WHAT TO WORK ON: From the first line of the data below through the line holding "allocate_int_impl(HPyContext *ctx, HPy self)", write out each line exactly as it stands.

[Stored dataset items]
···

PR #361, opened 2022-09-23
Fix microbenchmarks

antocuni:
Microbenchmarks got slightly out of date and didn't build, fix it and improve the readme

### DIFF
--- a/microbench/src/hpy_simple.c
+++ b/microbench/src/hpy_simple.c
@@ -56,9 +56,7 @@ static HPy allocate_int_impl(HPyContext *ctx, HPy self)
 HPyDef_METH(allocate_tuple, "allocate_tuple", HPyFunc_NOARGS)
 static HPy allocate_tuple_impl(HPyContext *ctx, HPy self)
 {
-    //return Py_BuildValue("ii", 2048, 2049);
-    HPyErr_SetString(ctx, ctx->h_Exception, "HPy_BuildValue not implemented yet");
-    return HPy_NULL;
+    return HPy_BuildValue(ctx, "ii", 2048, 2049);
 }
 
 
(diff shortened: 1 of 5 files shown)


hodgestar (approved):

hodgestar:
Should we add running the microbenchmarks to CI so that they don't break in future?

microbench/src/hpy_simple.c
```diff
@@ -65,7 +65,8 @@ static HPy allocate_tuple_impl(HPyContext *ctx, HPy self)
 /* Foo type */
 
 typedef struct {
-    PyObject_HEAD
+    long x;
+    long y;
 } FooObject;
```
fangerer, line 70: Why do we even need `FooObject`? An HPy type can also have `.basicsize = 0`.

fangerer (approved):
I think this micro benchmark could use a further update.
Function `allocate_tuple_impl` says:
```
HPyErr_SetString(ctx, ctx->h_Exception, "HPy_BuildValue not implemented yet");
```
but that's no longer true. We already have it.
But I'm already fine with merging that.

microbench/src/hpy_simple.c
antocuni: it's because we wanted to have non-0 allocations in `test_allocate_*`, they are more likely to be representative.

antocuni:
> I think this micro benchmark could use a further update. Function `allocate_tuple_impl` says:
> 
> ```
> HPyErr_SetString(ctx, ctx->h_Exception, "HPy_BuildValue not implemented yet");
> ```
> 
> but that's no longer true. We already have it. But I'm already fine with merging that.

ah good point. I'll try to fix that

antocuni:
> Should we add running the microbenchmarks to CI so that they don't break in future?

yes, good idea

PR #350, opened 2022-09-21
debug mode context check

NiRit100:
[steve-s](https://github.com/steve-s) worked with me on this with during the PyPy sprint in Düsseldorf.
It's work in progress, just a semi-working hacky test.

PR #363, opened 2022-09-23
Debug mode: check correct HPyContext usage

steve-s:
Based on WIP in https://github.com/hpyproject/hpy/pull/350 done with @NiRit100 at the HPy sprint

* the private data of debug context now contains a flag `is_valid` and all the context functions check this flag as the first thing.
* the private data of debug context is split to "shared" part and the `is_valid` flag
* we have a circular buffer of multiple copies of the debug context
* the trampoline (`debug_ctx_CallRealFunctionFromTrampoline`) takes next context from the buffer, sets `is_valid=false` for the previous context and `is_valid=true` for the context to be used (after the call the flags are reverted back)

### DIFF
--- a/hpy/debug/src/debug_ctx_cpython.c
+++ b/hpy/debug/src/debug_ctx_cpython.c
@@ -71,6 +71,24 @@ static void _buffer_py2h(HPyContext *dctx, const Py_buffer *src, HPy_buffer *des
     dest->internal = src->internal;
 }
 
+static HPyContext* _switch_to_next_dctx_from_cache(HPyContext *current_dctx) {
+    HPyContext *next_dctx = hpy_debug_get_next_dctx_from_cache(current_dctx);
+    if (next_dctx == NULL) {
+        HPyErr_NoMemory(current_dctx);
+        get_ctx_info(current_dctx)->is_valid = false;
+        get_ctx_info(next_dctx)->is_valid = true;
+        return NULL;
+    }
+    get_ctx_info(current_dctx)->is_valid = false;
+    get_ctx_info(next_dctx)->is_valid = true;
+    return next_dctx;
+}
+
+static void _switch_back_to_original_dctx(HPyContext *original_dctx, HPyContext *next_dctx) {
+    get_ctx_info(next_dctx)->is_valid = false;
+    get_ctx_info(original_dctx)->is_valid = true;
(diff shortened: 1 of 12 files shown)


steve-s:
I've rebased the PR and it's ready for a review now.

hpy/debug/src/debug_ctx_cpython.c
```diff
@@ -78,8 +78,24 @@ void debug_ctx_CallRealFunctionFromTrampoline(HPyContext *dctx,
         HPyFunc_noargs f = (HPyFunc_noargs)func;
         _HPyFunc_args_NOARGS *a = (_HPyFunc_args_NOARGS*)args;
         DHPy dh_self = _py2dh(dctx, a->self);
-        DHPy dh_result = f(dctx, dh_self);
-        DHPy_close_and_check(dctx, dh_self);
+
+        HPyContext *next_dctx = hpy_debug_get_next_dctx_from_cache(dctx);
```
fangerer, line 82: That's a lot of code duplication. I think we could pull the _temporary debug context setup and tear down code_ out of the switch if we use `break` instead of `return` at the end of the cases.
We then only need to use `next_dctx` for opening and closing the argument handles like `dh_self`.
Or do I miss something?

fangerer (commented):
Besides my concern about code duplication (see comment below), looks like a very good debug mode feature.

hpy/debug/src/debug_ctx_cpython.c
steve-s: Fixed. We cannot really pull out the whole thing, because in `a->result` variable `a` is a different struct every time, but I pulled as much as I could. Also used the new helpers in the autogenerated code.

fangerer: lgtm

fangerer (approved):

steve-s:
@antocuni would you have some spare cycles for a review :-)?

steve-s:
Proactively rebased on top of https://github.com/hpyproject/hpy/pull/402 to streamline merging of both PRs

mattip:
Could you describe under what cases the checks might fail? What is the scenario that would cause someone to get the wrong context?

mattip:
Thanks @steve-s

PR #364, opened 2022-09-30
Add support for native subclasses of built-in types.

fangerer:
This may deserve some explanation:
Until now, it was already possible to inherit from built-in classes **IF** you had `basicsize == 0`. Because in that case, it would just inherit everything from the base class.
Before this change, if you have `basicsize > 0`, the only way to do that was by using a legacy type like this:
```
typedef struct {
    PyLongObject ob_base;
    int member0;
    // ...
} SomeObject;
```

However, since `PyLongObject` is actually an internal data structure and is opaque on non-CPythons, we need to provide a different approach.

After several discussion with Antonio we (for now) settled on the term `shape`.

This PR now introduces enum `HPyType_BuiltinShape` which abstracts the internal _shape_ of built-in types. It can be seen as a generalization over the `legacy` approach.
So, pure HPy types now have `HPyType_BuiltinShape_(Object|Type|Long|Float|Unicode|Tuple|List)` and legacy types have shape `HPyType_BuiltinShape_Legacy`.

The main usage for the shape is then to compute the offset for the HPy type's native data pointer (statically). So, at runtime, we will still just do something like `((char *)obj) + HEADER_OFFSET` when calling `HPy_AsStruct_*`. This was the main reason for this solution.

Additionally, we are storing the header offset into the HPy type's extra info. That enables us to have a generic but slower `HPy_AsStruct_Slow` that will always pick the right header offset from the extra info.
We also check (in debug mode) if the right `HPy_AsStruct_*` function is used by comparing to the result of `HPy_AsStruct_Slow`.

**Still missing in this PR** (I'll add that after the first review round):

* I was up to write documentation about that in `hpy/docs/api.rst` and realized that we did not document how to create HPy types at all. So, I started to write that but before I spend more time on it, I'll wait for the reviews since things may change.
* More tests (in particular: HPy types inheriting from types with the non-default shape).


hpy/devel/src/runtime/ctx_type.c
```diff
@@ -931,17 +1023,60 @@ ctx_Type_GenericNew(HPyContext *ctx, HPy h_type, HPy *args, HPy_ssize_t nargs, H
...
-ctx_AsStructLegacy(HPyContext *ctx, HPy h)
+ctx_AsStruct_Legacy(HPyContext *ctx, HPy h)
 {
     return _h2py(h);
 }
 
+_HPy_HIDDEN void*
+ctx_AsStruct_Type(HPyContext *ctx, HPy h)
+{
+    return _HPy_Payload(_h2py(h), HPyType_BuiltinShape_Type);
```
fangerer, line 1040: btw. I verified (by disassembling in the debugger) that those functions really just do the offset computation if compiled with `-O3`:
```
(lldb) di -f
mytest.cpython-39-darwin.so`ctx_AsStruct_Object:
    0x1073497a0 <+0>: pushq  %rbp
    0x1073497a1 <+1>: movq   %rsp, %rbp
->  0x1073497a4 <+4>: leaq   0x10(%rsi), %rax
    0x1073497a8 <+8>: popq   %rbp
    0x1073497a9 <+9>: retq
    ```

File: hpy/tools/autogen/public_api.h [hunk 2]
```diff
@@ -311,9 +311,23 @@ HPy_ID(168)
...
+HPy_ID(231)
+void* _HPy_AsStruct_Float(HPyContext *ctx, HPy h);
+HPy_ID(232)
+void* _HPy_AsStruct_Unicode(HPyContext *ctx, HPy h);
+HPy_ID(233)
+void* _HPy_AsStruct_Tuple(HPyContext *ctx, HPy h);
+HPy_ID(234)
+void* _HPy_AsStruct_List(HPyContext *ctx, HPy h);
+HPy_ID(235)
+void* _HPy_AsStruct_Slow(HPyContext *ctx, HPy h);
```
steve-s, line 330: Do we have a use-case for `_HPy_AsStruct_Slow`? If not then maybe we should not expose it yet?

steve-s: Hm, the debug context needs it. I see. The debug context does not have an access to the "internals" of the universal context it wraps, so we need to expose something for it. Ok, then we probably have no other option.

TeamSpen210:
Could this also be used for exception types? Most of them just have the same layout as `BaseException`, so only a few shapes would need to be added for things like `UnicodeError`.

hpy/tools/autogen/public_api.h
antocuni: yes, good point. So far we need something similar here, which is called by tp_traverse and tp_destroy.
https://github.com/hpyproject/hpy/blob/79f30c03cfaa4fdc3fa660b936a7ac172c3572aa/hpy/devel/src/runtime/ctx_type.c#L73-L81

+1 for keeping it private as long as there is no real need outside.

FWIW I just realized that in theory we could avoid it altogether by writing several versions of tp_traverse and tp_destroy, one for each shape. Not sure if it's worth it though (probably not)

hpy/debug/src/debug_ctx.c
```diff
@@ -181,6 +181,36 @@ DHPy debug_ctx_Type_FromSpec(HPyContext *dctx, HPyType_Spec *spec, HPyType_SpecP
     return DHPy_open(dctx, HPyType_FromSpec(get_info(dctx)->uctx, spec, NULL));
 }
 
+#define DEBUG_AS_STRUCT(SHAPE) \
```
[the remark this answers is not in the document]
antocuni: just a suggestion, but when I started reading it it took me a while to realize what was it for. I think that the new name makes it clearer

hpy/debug/src/debug_ctx.c
```diff
@@ -181,6 +181,36 @@ DHPy debug_ctx_Type_FromSpec(HPyContext *dctx, HPyType_Spec *spec, HPyType_SpecP
...
+    void *debug_ctx_AsStruct_##SHAPE(HPyContext *dctx, DHPy dh) \
+    { \
+        HPyContext *uctx = get_info(dctx)->uctx; \
+        UHPy uh = DHPy_unwrap(dctx, dh); \
+        void *actual_data_ptr = _HPy_AsStruct_##SHAPE(uctx, uh); \
+        void *expected_data_ptr = _HPy_AsStruct_Slow(uctx, uh); \
+        if (actual_data_ptr != expected_data_ptr) { \
+            HPy_FatalError(uctx, "Invalid usage of _HPy_AsStruct_" #SHAPE \
+                ". The object's type has a different shape."); \
+        } \
```
antocuni, line 194: maybe we can be even more precise? With this logic, if two shapes happen to have the size `basicsize`, this check would pass. So ideally I would like to check that the actual shape stored in `extra->shape` matches the one which we expect.
I don't know how hard it is to access `extra->shape` from here though (if it's too hard, I'm fine with leaving this logic, but maybe with a comment which explains why it's sub-optimal and why it's too hard to do the right thing)

hpy/devel/include/hpy/hpytype.h
```diff
@@ -8,36 +8,45 @@
...
-       Legacy types are available to allow gradual porting of existing CPython
-       extensions.
-
-       A type with .legacy_slots not NULL is required to have .legacy = true and to
-       include PyObject_HEAD at the start of its struct. It would be easy to
-       relax this requirement on CPython (where the PyObject_HEAD fields are
-       always present) but a large burden on other implementations (e.g. PyPy,
-       GraalPython) where a struct starting with PyObject_HEAD might not exist.
+       A type whose struct starts with PyObject_HEAD is a legacy type. A legacy
+       type must set .builtin_shape = HPyType_BuiltinShape_Legacy in its
```
antocuni, line 29: `A type whose struct starts with PyObject_HEAD is a legacy type.`

this is not strictly correct. I think that after this PR we can write something like this, can't we:
```c
struct MyMetaClass {
    PyTypeObject base;
    ...
};
```
i.e. it is a legacy type even if it doesn't literally start with `PyObject_HEAD`.
One quick fix could be "a type whose struct starts with PyObject_HEAD or equivalent is a legacy type"?
Do we have any better wording?

hpy/devel/include/hpy/hpytype.h
```diff
@@ -76,43 +85,66 @@ typedef struct {
...
-#define _HPyType_GENERIC_HELPERS(TYPE, CAST, IS_LEGACY)              \
-                                                                     \
-enum { TYPE##_IS_LEGACY = IS_LEGACY };                               \
-                                                                     \
-HPyAPI_UNUSED TYPE *                                                 \
-TYPE##_AsStruct(HPyContext *ctx, HPy h)                              \
-{                                                                    \
-    return (TYPE*) CAST(ctx, h);                                     \
+    _HPyType_GENERIC_HELPERS(TYPE, HPyType_BuiltinShape_Legacy)
+
```
antocuni, line 129: I wonder whether we can improve/simplify the usage and have only `HPyType_HELPERS`, whose first param is optional. I.e.:
```c
HPyType_HELPERS(PointObject); // common case
HPyType_HELPERS(PointObject, HPyType_BuiltinShape_Object); // equivalent to the above
HPyType_HELPERS(PointObject, HPyType_BuiltinShape_Legacy);
HPyType_HELPERS(PointObject, HPyType_BuiltinShape_Tuple);
```

hpy/devel/src/runtime/ctx_type.c
```diff
@@ -788,32 +873,31 @@ ctx_Type_FromSpec(HPyContext *ctx, HPyType_Spec *hpyspec,
         return HPy_NULL;
     }
     int basicsize;
-    HPy_ssize_t base_member_offset;
+    int base_member_offset;
```
antocuni, line 876: why `int`?

hpy/devel/include/hpy/hpytype.h
```diff
@@ -8,36 +8,45 @@
 #define HPyAPI_UNUSED static inline
 #endif /* __GNUC__ */
 
+typedef enum {
```
antocuni, line 11:
```suggestion
// NOTE: HPyType_BuiltinShape_Object == 0, which means it's the default
// if it's not specified in HPyType_spec
typedef enum {
```

hpy/devel/src/runtime/ctx_type.c
```diff
@@ -788,32 +873,31 @@ ctx_Type_FromSpec(HPyContext *ctx, HPyType_Spec *hpyspec,
...
 
-    bool is_pure;
-    if (hpyspec->legacy != 0) {
-        basicsize = hpyspec->basicsize;
-        base_member_offset = 0;
-        is_pure = false;
+    int head_size = _HPy_GetHeaderSize(hpyspec->builtin_shape);
+    if (head_size < 0) {
+        // an invalid shape was specified
+        PyErr_Format(PyExc_ValueError, "invalid shape: %d", hpyspec->builtin_shape);
```
antocuni, line 882:
```suggestion
        PyErr_Format(PyExc_ValueError, "invalid .builtin_shape: %d", hpyspec->builtin_shape);
```

hpy/devel/src/runtime/ctx_type.c
```diff
@@ -822,7 +906,7 @@ ctx_Type_FromSpec(HPyContext *ctx, HPyType_Spec *hpyspec,
     spec->basicsize = basicsize;
     spec->flags = flags | HPy_TPFLAGS_INTERNAL_IS_HPY_TYPE;
     spec->itemsize = hpyspec->itemsize;
-    spec->slots = create_slot_defs(hpyspec, base_member_offset, extra);
+    spec->slots = create_slot_defs(hpyspec, (HPy_ssize_t)base_member_offset, extra);
```
antocuni, line 909: same question as above, I think the cast here is because you turned it into an `int`

test/debug/test_as_struct.py
```diff
@@ -0,0 +1,40 @@
...
+
+        @EXPORT_TYPE("Dummy", Dummy_spec)
+        @EXPORT(f)
+        @INIT
+    """)
+    code = "assert mod.f(mod.Dummy()) == 0"
+    result = python_subprocess.run(mod, code)
+    assert result.returncode != 0
+    assert "Invalid usage of _HPy_AsStruct_Object" in result.stderr.decode("utf-8")
+
```
antocuni, line 39: Brilliant test, I love it 😍

antocuni:
> Could this also be used for exception types? Most of them just have the same layout as `BaseException`, so only a few shapes would need to be added for things like `UnicodeError`.

Good point. I don't remember how I and @fangerer came up with the initial list of builtin shapes, but it seems that exceptions should be included as well.

hpy/devel/include/hpy/hpytype.h
fangerer: I think it is possible and I tried to do that but it became unreadable so I gave up on it.
The problem is: we cannot have simply two macro definitions like:
```
#define HPyType_HELPERS(TYPE)
#define HPyType_HELPERS(TYPE, SHAPE)
```
So, we need to do something like:
```
#define HPyType_HELPERS(TYPE, ...)
```
If you do it this way, you quickly run into problems if `__VA_ARGS__` is empty. In particular, if you pass them on and have a preceding comma like:
```
DO_SOMETHING(TYPE, __VA_ARGS__)
```
So, you need to do
```
#define HPyType_HELPERS(...)
```
such that `__VA_ARGS__` is never empty but then selecting the single arguments out of the `__VA_ARGS__` is nasty.

Long story short: it is possible (I think) but the macro definition becomes ugly.
I'll give it another try ...

hpy/devel/src/runtime/ctx_type.c
fangerer: I switched to `int` mostly because `HPyType_Spec.basicsize` also is an `int`. But I can use `HPy_ssize_t` here everywhere. This is, for sure, safer.

fangerer: Ah, no, I now remember:
If we use `HPy_ssize_t` for `basicsize` and `base_member_offset`, we need to cast from `HPy_ssize_t` to `int` at some point which is unsafe. In this way, we just need to cast from `int` to `HPy_ssize_t` which should be safe.

hpy/devel/src/runtime/ctx_type.c
fangerer: see: https://github.com/hpyproject/hpy/pull/364#discussion_r989106377

hpy/debug/src/debug_ctx.c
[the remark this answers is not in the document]
fangerer: done

hpy/debug/src/debug_ctx.c
fangerer: Okay, I've removed `_HPyType_AsStruct_Slow` and introduced `_HPyType_GetBuiltinShape`. This is similar to CPython's function `PyObject_GetTypeDataSize` as proposed in [PEP-697](https://peps.python.org/pep-0697/).
We could also add some `_HPyType_AsStruct_FromShape(HPyContext *, HPy, HPyType_BuiltinShape)` if we need it (but that's not the case so far).
The debug mode now uses that and can do an accurate check.

hpy/devel/include/hpy/hpytype.h
fangerer: done

hpy/devel/include/hpy/hpytype.h
fangerer: As promised, I gave it another try and it works well.
The only drawback is that we need to expose more helper macros that like `_HPyType_HELPER_DEFINE_SHAPE`. But I'm not opposed to that.

That means: I've removed `HPyType_BUILTIN_HELPERS` and you can do:
```
HPyType_HELPERS(SomeObject)
HPyType_HELPERS(SomeObject, HPyType_BuiltinShape_Something)
```

hpy/devel/src/runtime/ctx_type.c
fangerer: done

hpy/devel/src/runtime/ctx_type.c
antocuni: > we need to cast from HPy_ssize_t to int at some point which is unsafe. 

I guess that this "some point' is inside the CPython implementation of HPy, i.e. when you need to fill CPython's `PyType_Spec.basicsize`, is it correct?

If so, I don't think it is unsaf(er) than what we have now.
In C, the return type of `offsetof` and `sizeof` is `size_t`, so potentially they might not fit into an `int` (veeeeery potentially, I admit 😅). So, in one case the "unsafe cast" between `size_t` and `int` is done by the user, in the other it's done by us to comply with a (broken, IMHO) CPython API.

So, I think I would prefer to do the "clean & correct" thing on the user-facing side and to the "unsafe necessary cast" as an implementation detail (and possibly also throw `HPy_FatalError` in case it doesn't fit).

That said, I don't think it changes anything in practice at the moment of course (it works on CPython, so it's battle-tested by thousands of extensions and many compilers)

hpy/debug/src/debug_ctx.c
```diff
@@ -181,35 +181,64 @@ DHPy debug_ctx_Type_FromSpec(HPyContext *dctx, HPyType_Spec *spec, HPyType_SpecP
...
 
-#define DEBUG_AS_STRUCT(SHAPE) \
+static const char *get_builtin_shape_name(HPyType_BuiltinShape shape)
+{
+#define SHAPE_NAME(SHAPE) \
+    case SHAPE:           \
+        return #SHAPE;    \
+
+    /* Note: we use a switch here because then the compiler will warn us about
+       missing cases if shapes are added to enum 'HPyType_BuiltinShape' */
```
antocuni, line 191: brilliant! I didn't know this trick :)

antocuni (approved):
thank you, I like it! :)

hpy/devel/include/hpy/hpytype.h
```diff
@@ -76,43 +88,68 @@ typedef struct {
...
      is associated with an object that is not an instance of PointObject.
+     However, debug mode will catch an incorrect usage.
 
-   * `PointObject_IS_LEGACY`: an enum value set to 0 so that in the
-     HPyType_Spec for PointObject one can write
-     `.legacy = PointObject_IS_LEGACY` and not have to remember to
-     update the spec when the helpers used changes.
+   * `SHAPE(PointObject)`: a macro that is meant to be used as static
+     initializer in the corresponding HPyType_Spec. It is recommended to write
+     `.builtin_shape = SHPAE(PointObject)` such that you don't have to remember
```
hodgestar, line 109:
```suggestion
     `.builtin_shape = SHAPE(PointObject)` such that you don't have to remember
```

fangerer: btw. the reason why I now introduced `SHAPE(...)` is because (1) `g++` doesn't like if we assign an anonymous enum to `HPyType_BuiltinShape` and (2) because `MSVC` doesn't like `static const HPyType_BuiltinShape var` in static initializers.

hpy/devel/src/runtime/ctx_type.c
fangerer: Okay, you convinced me. I switched back to `HPy_ssize_t`.

hpy/devel/__init__.py
```diff
@@ -295,6 +296,12 @@ def _finalize_hpy_ext(self, ext):
         ext.include_dirs += self.hpydevel.get_extra_include_dirs()
         ext.sources += self.hpydevel.get_extra_sources()
         ext.define_macros.append(('HPY', None))
+        if self.compiler == 'msvc' or get_default_compiler() == 'msvc':
+            # If using MSVC, we need to enable the new preprocessor otherwise
+            # our variable macros (in particular HPyType_HELPERS) won't
+            # properly work. See also:
+            # https://learn.microsoft.com/en-us/cpp/preprocessor/preprocessor-experimental-overview?view=msvc-170
+            ext.extra_compile_args.append('/Zc:preprocessor')
```
fangerer, line 304: @antocuni @hodgestar Before I merge, I ask you to have a look on this.
The MSVC preprocessor isn't conforming (by default) to the C standard. This hurts us in the variadic macro `HPyType_HELPERS`. Consider this example:
```
#define BAR(A, B, ...) A
#define FOO(...) BAR(__VA_ARGS__, "default")

FOO("hello", "world")
```
Result on MSVC: `"hello", "world"`
Result on GCC/LLVM: `"hello"`
MSVC puts the whole `__VA_ARGS__` into the first arg of the called function-like macro.

This is basically a shortcoming in MSVC which can be solved by using argument `/Zc:preprocessor`.
So, we need to pass this argument to all HPy extensions but only for compiler `msvc`.

I used condition `self.compiler == 'msvc' or get_default_compiler() == 'msvc'` because if you specify `--compiler=something`, this will end up in `self.compiler`. If nothing is specifed, the default compiler will be used.

Do you have a better idea how to do that?

mattip: How do others work around this? For instance, there is `cpython/Python/getargs.c` which uses varargs but does not special-case MSVC

fangerer: > How do others work around this?

I don't know. It depends on how exactly you use it.

> For instance, there is cpython/Python/getargs.c which uses varargs but does not special-case MSVC

I just grepped through the CPython code base for `__VA_ARGS__` and didn't find a single usage. I think what you were referring to are the C functions using varargs. But that's completely different.

fangerer: Ooops, I used the wrong search scope: Anyway, I still just found very few usages like this in `Objects/stringlib/fastsearch.h`
```
# define LOG(...) printf(__VA_ARGS__)
```
In this case, it doesn't matter since the `__VA_ARGS__` are just passed on as a whole.

mattip: https://stackoverflow.com/questions/32399191/va-args-expansion-using-msvc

···

RESPONSE AREA:
PR #361, opened 2022-09-23
Fix microbenchmarks

antocuni:
Microbenchmarks got slightly out of date and didn't build, fix it and improve the readme

### DIFF
--- a/microbench/src/hpy_simple.c
+++ b/microbench/src/hpy_simple.c
@@ -56,9 +56,7 @@ static HPy allocate_int_impl(HPyContext *ctx, HPy self)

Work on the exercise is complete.